GUIDEPOSTS.ORG: How have your lives changed since returning from this trip and getting this film together?

PG: When we came back, I knew that I was not going to stay in my job for very long. We got back July 2014 and I put in my notice in October and left in January 2015. When I came home from work in mid-October my wife said, “You need to quit; it’s time.” That was a very clear affirmation that we’re on the same page so we talked to the kids about it and even though I was letting go of a lot of certainty, the job was having a negative impact on my family because of how I was letting it affect me. Now, I have so much more time with my family and now the work stress comes from something we’re passionate about [traveling the country speaking about I’ll Push You with Justin]. Despite uncertainty there is peace calm and joy in my house that has not been there before. You ask my 3 kids what they think, and they’ll say, “Ok, we can’t do some of the things we did before,” but they got their dad back.

JS: I didn’t have a job like Patrick did.

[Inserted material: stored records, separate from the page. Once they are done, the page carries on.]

PR #135, opened 2017-06-25
DailyIntent Save Database before pruning with new option

TecMunky:
This change adds a new setting under "less common settings" to "Save Database Daily", modifies the DailyIntentService to execute saveSql when enabled, and overloads the saveSql function in DatabaseUtils.java to allow the name of the zip file to be changed to "daily..." vs "export...". Note that the name of the exported database (in the zip file) is not changed, just the name of the zip file. The strings.xml file is also modified with the strings for the new settings option, while the prefs_advanced_settings.xml file is modified to add the new setting.

### DIFF
--- a/app/src/main/java/com/eveningoutpost/dexdrip/Services/DailyIntentService.java
+++ b/app/src/main/java/com/eveningoutpost/dexdrip/Services/DailyIntentService.java
@@ -15,6 +15,7 @@ import com.eveningoutpost.dexdrip.Models.UserError.Log;
 import com.eveningoutpost.dexdrip.UtilityModels.BgSendQueue;
 import com.eveningoutpost.dexdrip.UtilityModels.CalibrationSendQueue;
 import com.eveningoutpost.dexdrip.UtilityModels.UploaderQueue;
+import com.eveningoutpost.dexdrip.utils.DatabaseUtil;
 import com.eveningoutpost.dexdrip.utils.Telemetry;
 import com.eveningoutpost.dexdrip.wearintegration.WatchUpdaterService;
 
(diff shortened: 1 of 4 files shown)


TecMunky:
This change does NOT sync saved databases to online cloud storage.  It is my opinion that forcing users to use a specific cloud service is not appropriate.  There are many Android apps which can sync Android folders to the cloud.  One such App is "FolderSync" which is very flexible, powerful, and can sync to multiple cloud services.  When using such syncing apps, the folder to sync can be located at "/xDrip".  on my phone this folder is located at "/storage/emulated/0/xDrip".

Other options are DriveSync to sync to Google Drive or DropSync to sync to Dropbox.  Note that FolderSync can sync to both these cloud services, and many others.

TecMunky:
Also, while testing this change, I noted some interesting things about the Alarm Manager.  First, The setRepeating function does not guarantee when the alarm interval will actually be executed.  The DailyIntent is scheduled with the constant INTERVAL_DAY (24 hours).  In my testing, the actual interval ranged between 17 and 24 hours.  First, because since API 19 all repeating alarms are inexact.  And second, because inexact alarms occur when the system decides it is an opportune time - the system tries to group alarms to be executed together to save resources.

All this may not be news to everyone.  But the point of this comment is that during testing I tried to change the interval to be more often so I could test more quickly.  I tried INTERVAL_FIFTEEN_MINUTES, INTERVAL_HALF_HOUR, INTERVAL_HOUR, and I even tried a 2 hour interval by creating my own constant to pass to the alarm manager.  But with all these, the actual interval remained between 17 and 24 hours.  

The function I modified for these tests was CollectionServiceStarter.startDailyIntentService -- maybe there was something I missed.  If someone knows why changing the interval setting did not change the actual interval, I would like to know why.

jamorham:
This is a simple easy to review PR, just how I like them.

As with all PR's can you confirm that you have tested this code during normal use and that it works as desired?

Thanks.

TecMunky:
Yes, I can confirm I have tested this completely.  I had been using it for a couple months (without the option switch) before I decided it should be pushed.  I tested the option switch for about a week before I pushed it.  It took a week because the DailyIntentService runs every 17 to 24 hours.

PR #136, opened 2017-06-26
Fixes for watch Treatments; deprecate Manifest BIND_LISTENER.

kskandispersonal:
As well as some minor, performance improvements.  To conserve watch battery, watchface refresh defaults to every minute.


app/src/main/java/com/eveningoutpost/dexdrip/Home.java
```diff
@@ -2442,15 +2444,15 @@ public static String extraStatusLine() {
             if (prefs.getBoolean("status_line_carbs", false)) {
```
jamorham: Changes below improve the look of the extra status line or is there another reason?

app/src/main/java/com/eveningoutpost/dexdrip/Home.java
```diff
@@ -3016,6 +3018,7 @@ public boolean onOptionsItemSelected(MenuItem item) {
                 break;
             case R.id.action_open_watch_settings:
                 startService(new Intent(this, WatchUpdaterService.class).setAction(WatchUpdaterService.ACTION_OPEN_SETTINGS));
```
jamorham: This looks like a significant bug fix

app/src/main/java/com/eveningoutpost/dexdrip/Models/BloodTest.java
```diff
@@ -124,7 +124,7 @@ private BloodTestMessage toMessageNative() {
     private static final long CLOSEST_READING_MS = 30000; // 30 seconds
 
     public static BloodTest create(long timestamp_ms, double mgdl, String source) {
```
jamorham: I thought this was already fixed, is this github not showing the changes properly?

app/src/main/java/com/eveningoutpost/dexdrip/Home.java
kskandispersonal: Just UI improvements to make it consistent with other status line elements where there is no space after the label.

app/src/main/java/com/eveningoutpost/dexdrip/Models/Calibration.java
```diff
@@ -526,8 +526,9 @@ public static Calibration create(double bg, long timeoffset, Context context, bo
                     BgSendQueue.handleNewBgReading(bgReading, "update", context);
                     // TODO probably should add a more fine grained prefs option in future
                     calculate_w_l_s(prefs.getBoolean("infrequent_calibration", false));
-                    adjustRecentBgReadings(adjustPast ? 30 : 2);
                     CalibrationSendQueue.addToQueue(calibration, context);
+                    BgReading.pushBgReadingSyncToWatch(bgReading, false);
```
jamorham: Any reason for the order change of the adjusting recent readings?

app/src/main/java/com/eveningoutpost/dexdrip/Home.java
kskandispersonal: Yes, I'm afraid I never tested this.  I think this was existing code when I joined.

app/src/main/java/com/eveningoutpost/dexdrip/Tables/CalibrationDataTable.java
```diff
@@ -118,7 +118,7 @@ public boolean onLongClick(View v) {
                         public void onClick(DialogInterface dialog, int which) {
                             switch (which){
                                 case DialogInterface.BUTTON_POSITIVE:
-                                    calibration.invalidate();
```
jamorham: this maybe has to be approached with caution, but tracing it through it should be an improvement. Possibly as it is from interactive it should have the from_interactive set to true but we can leave that for now.

app/src/main/java/com/eveningoutpost/dexdrip/Home.java
AdrianLxM: It never had mattered as there where only the two options in the menu and this was the second one.
Good example why to write it anyway - to not fall into the trap later :) 
Nice catch

app/src/main/java/com/eveningoutpost/dexdrip/Models/BloodTest.java
kskandispersonal: Probably you made the fix in master, and I didn't pull it down yet, but made it my local repo.

app/src/main/java/com/eveningoutpost/dexdrip/Models/Calibration.java
kskandispersonal: Yes, the new calibration should be created on the watch before the BgReading gets associated to it.

app/src/main/java/com/eveningoutpost/dexdrip/Home.java
kskandispersonal: Oh, @AdrianLxM, you are right, I should have noticed it when I added additional cases:(

AdrianLxM: Sorry if that came out wrong. That was not what I've meant.

jamorham:
Okay, is this still ready for merge with the latest changes?

kskandispersonal:
Yes.  I made a few last minute changes realizing Treatments.systimestamp wasn't being set which effected population of the treatments new data table view.

PR #139, opened 2017-06-30
noise ultrasensitive mode

AdrianLxM:
Provide engineering mode feature to allow noise compensation to occur even with very low noise levels. (Ultra-sensitive threshold)

The purpose of this is to give the option to smooth glucose data effectively for occasional sensors which show noise during initial bedding in stage.


jamorham:
What is the status of this? Is it ready for merge? tested?

Thanks. Jon

AdrianLxM:
Yes, I tested it in all setting combinations and with two sensors in parallel (one rather good but fresh and one wonky one) think it's ready to merge.

PR #141, opened 2017-07-01
close confirmation on wear when confirmed on phone

AdrianLxM:
On the phone insulin and carbs can be confirmed individually by clicking on them instead of clicking on the green plus. If all are confirmed this way, the dialog closes on the phone but did not on the watch.

By sending this message to the watch it will close.

@kskandispersonal, could you please take a look at this. Thanks.

### DIFF
--- a/app/src/main/java/com/eveningoutpost/dexdrip/Home.java
+++ b/app/src/main/java/com/eveningoutpost/dexdrip/Home.java
@@ -989,7 +989,7 @@ public class Home extends ActivityWithMenu {
                 (btnInsulinDose.getVisibility() == View.INVISIBLE)) {
             hideAllTreatmentButtons(); // we clear values here also
             //send toast to wear - closes the confirmation activity on the watch
-            WatchUpdaterService.sendWearLocalToast("Treatment processed", Toast.LENGTH_LONG);
+            WatchUpdaterService.sendWearToast("Treatment processed", Toast.LENGTH_LONG);
             return true;
         } else {
             return false;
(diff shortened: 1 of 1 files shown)


kskandispersonal:
Thanks, @AdrianLxM.  Please replace the method sendWearLocalToast with sendWearToast:

WatchUpdaterService.sendWearToast("Treatment processed", Toast.LENGTH_LONG);

AdrianLxM:
Thanks @kskandispersonal.

I used the same as when all treatments are confirmed together. https://github.com/NightscoutFoundation/xDrip/blob/649a6e5f72ebcb554823cf647da81e5333dc771b/app/src/main/java/com/eveningoutpost/dexdrip/Home.java#L796

So while I'm at it, should I replace it there too?

kskandispersonal:
That code snippet is used only if it was sent from Wear "if (watchkeypad)" , so only needs to display a local toast message.  The Approval Activity (Simulation) will already have been closed by tapping the + on Wear, which then processes the approval locally now, and then at the next connection will send the treatment data.

Line 809, is the method that should be used for phone treatments.

jamorham:
Should this PR be merged?

AdrianLxM:
I did do the changes that that @kskandispersonal suggested.
@kskandispersonal what do you say?

kskandispersonal:
Yes.  I've been using this code for a while now but it may conflict with the changes you made, @jamorham.

jamorham:
There don't appear to be any merge conflicts, but the code will fire even if wear is not in use, are we relying on in ` if ((googleApiClient != null) && (googleApiClient.isConnected())` in `sendWearToast` as the qualifier for detecting if wear is enabled? 

If the user enables and then disables wear in the preferences will the code still fire? In that case do we care or should there be some additional checks that wear is actually enabled before sending the toast?

jamorham:
Ok, so this should be merged? You have continued to test it with good results?

kskandispersonal:
Yes, I haven't seen any issues with it and I've been using Treatments with good results..

PR #146, opened 2017-07-11
Fix for Watch Uploader battery usage when Force Wear is disabled ; ad…

kskandispersonal:
Fix for Watch Uploader battery usage when Force Wear is disabled ; add refresh_on_change pref to force face refresh on data change rather than wait for to refresh each minute.

Watch Uploader battery bug was identified by @gooseodyssey.

Some deprecated code remains commented out 'til broader testing confirms fix is acceptable.


jamorham:
What is the current state of this PR? Should I be checking it for merge?

PR #154, opened 2017-08-08
Enhance the csv-Export for SiDiary

MasterPlexus:
Including also the treatment Data and BG-measurements.
Did not use the Table BloodTests at the moment, as for me is not clear what, and when there will be data stored. At the moment I see only data int he Calibration-Table, so I used that.

This Implementation was testet several times and work fine as a first shot. But expecting may to implement also some additional settings in future (for example, Export only data since the last export and chose what should be exported.


MasterPlexus:
Hi @jamorham, did not want to bother you, just want to know if the pull will be ok for you, or you may expect it in a other way? Would be nice to include it, because then I can switch back to nightlys ;)
Have a great Day ,

jamorham:
@AdrianLxM are the changes you requested now in this PR?

PR #187, opened 2017-09-28
Update Phones_For_G5.md

drnoname82:


jamorham:
Can you provide more information? Which collector was used, is this stock rom etc? What sort of capture rate was achieved? Thanks

drnoname82:
This is using the old collector (pre-OB1, "Authenticate G5 before each read" activated) on a Lenovo Moto G4 with Android 7.0 stock rom. Capture rates are around 93 %.

PR #188, opened 2017-09-29
Fix to display sensor and treatment data on phone on each sync.

kskandispersonal:
This issue was observed by wannago.  Moved Steps and Treatments data sync BEFORE BGs sync so the phone screen refresh, triggered by BG refresh, will show all new data.


jamorham:
Should I be doing anything with this PR? Is it ready for merge? Thanks.

kskandispersonal:
Yes, tested and ready for merge.  Thanks!

PR #190, opened 2017-10-02
Change visibility of all notifications to public

p5nbTgip0r:
This allows the notification content for xDrip's notifications to appear on the lock screen when 'Hide sensitive notification content' is chosen for the lock screen preferences of notifications.


jamorham:
Okay, what about users who *want* the information to remain hidden? 

I think this should be controlled by a preferences switch in the same way that `HIGH_PRIORITY` is currently handled and default to the current behavior as it is a privacy related issue. 

Search for references to `high_priority_notifications` to see how this is currently achieved in relation to that.

p5nbTgip0r:
> Okay, what about users who want the information to remain hidden
That's a scenario I didn't think about. In the latest commit I made an option to toggle public/private notifications.

Issue #126, opened 2017-05-29
BG broadcast issue with NFC and libre


gregorybel:
When I scan my libre over NFC with a few hours between each scan, then xdrip-plus broadcasts several times the same last value instead of broadcasting all new values since last scan.

See screenshot:

![2017-05-15 19 24 07](https://cloud.githubusercontent.com/assets/24234385/26554787/489b4828-4492-11e7-9f93-584e65a493b9.png)

jamorham:
Thanks for reporting this. I'm trying to determine where the problem is originating from.

As a test can you do this:

Go to `Settings` -> `Inter-app Settings` and un-check `Send Display Glucose` then repeat your test and let me know if you get the same problem?

gregorybel:
Hi John, 

I unchecked this and no more issue! 

Hope this help to fix issue. 
Thanks

jamorham:
Okay thanks, this means that the feature called `Display Glucose` which includes noise compensation and calibration plugins will need to be updated to support data coming in out of sequence which I think is what is causing your issue here.

gregorybel:
Jon, can you tell me where in the code you think the issue is then I will try to fix it and if I manage then will do a PR.

AdrianLxM:
@gregorybel, it must be in this call: https://github.com/NightscoutFoundation/xDrip/blob/master/app/src/main/java/com/eveningoutpost/dexdrip/UtilityModels/BgSendQueue.java#L238

gregorybel:
Thank you @AdrianLxM!

PR #196, opened 2017-10-06
Send Display Glucose (smoothed) via REST to NS

AdrianLxM:


jamorham:
Okay this PR looks pretty good. Can I confirm a few points:

1) Have you tested this to confirm it works?
2) I assume the switch to control the behavior defaults to off?
3) I assume those strings are already defined and make sense in this context?

AdrianLxM:
1. yes
2. yes
3. If you are referring to the "keys" in the json uploaded to NS.

jamorham:
I meant the preference description strings.

jamorham:
I'm concerned that this doesn't have time related safety checks like there is with `InjectNoise` for example:

```
 final BgReading bgReading = this;
        if (JoH.msSince(bgReading.timestamp) > Constants.MINUTE_IN_MS * 20) {
```

`getDisplayGlucose()` is going to work on the 2 most recent readings which might not be what is actually in `BgReading` `this` which would result in problematic behavior if that happened.

The display glucose also contains a noise value so we could also later merge the two methods once we are satisfied each is working correctly.

AdrianLxM:
Ad Question 3): Yes, those are the Strings used in the settings for sending Display Glucose in the inter-app settings.

Ad safety checks: I used the same logic as in BgSendQueue->local broadcast, where this isn't guarded either except for a simple check for `null` being returend from `getDisplayGlucose()`. I thought you did have a solution for out of sync/order data already in there?

jamorham:
Yes, I think it could run in to the same type of problem as cited in issue https://github.com/NightscoutFoundation/xDrip/issues/126 (which is going to require some restructuring to fix if it is appropriate)

As this new smoothing is off by default and a vast majority of people the data is going to be processed as it arrives in the correct sequence and with each reading spread out then I think this should be fairly safe to merge this and we can see what happens with it operationally.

I’ve been at home since my middle son was born, so 12.5 years I’ve been home. The biggest difference is traveling. [Patrick and I are] not gone for weeks on end, but my wife gets a break she doesn’t have to care for me when I’m on the road. Sometimes, our wives get to travel with us. My wife is truly remarkable. She supports me and says, “I love you,” and we figure it out as we go.

GUIDEPOSTS.ORG: There is a caregiving element to your friendship and also between you and your wife, Justin. How has caregiving impacted your relationships?

JS: In my role in my marriage with my wife, I recognize wholeheartedly she’s going way above and beyond what a [typical] spouse does. She has to be healthy for us to have a healthy marriage. So, my role in our marriage is to make sure she gets the time that she needs to be healthy. It takes a lot of humility in order for me to get there.

For example, in two weeks, she wants to go to a women’s retreat. That requires someone to come in and care for me in the way that she normally does so that she can go get recharged. In order for me to do that, sometimes Patrick helps and in this case it’s going to be my parents. It’s nothing more humbling than being 42 and having my parents wipe my backside. But it’s something I need to have done so I can suck it up for a few days so that my wife can be recharged to do what she does for me.

It’s a two-way street. It’s not just me taking from her. I’m always looking to take care of her too. She needs that. She deserves that.

PG: My background is in nursing, so I spent a lot of time bedside, and it’s different when you’re caring for your friend because there’s an intimacy that doesn’t exist with a patient. There’s a tendency [as a caregiver] to give more than you’re capable of and people get worn out, they get burned out. My ability to be a caregiver [for Justin] gives Kristin a break. It’s not a gift that I give it’s one that I get. When you open up and willingly give to someone, there’s a remarkable amount of reciprocity that happens when you get to help somebody.

There are so many times that Justin is, in turn, helping me. Whatever struggle we deal with, there’s a space where his thoughts, his emotions, his words teach me or coach me to be a better person. That’s what we do for each other—willingly give and willingly receive.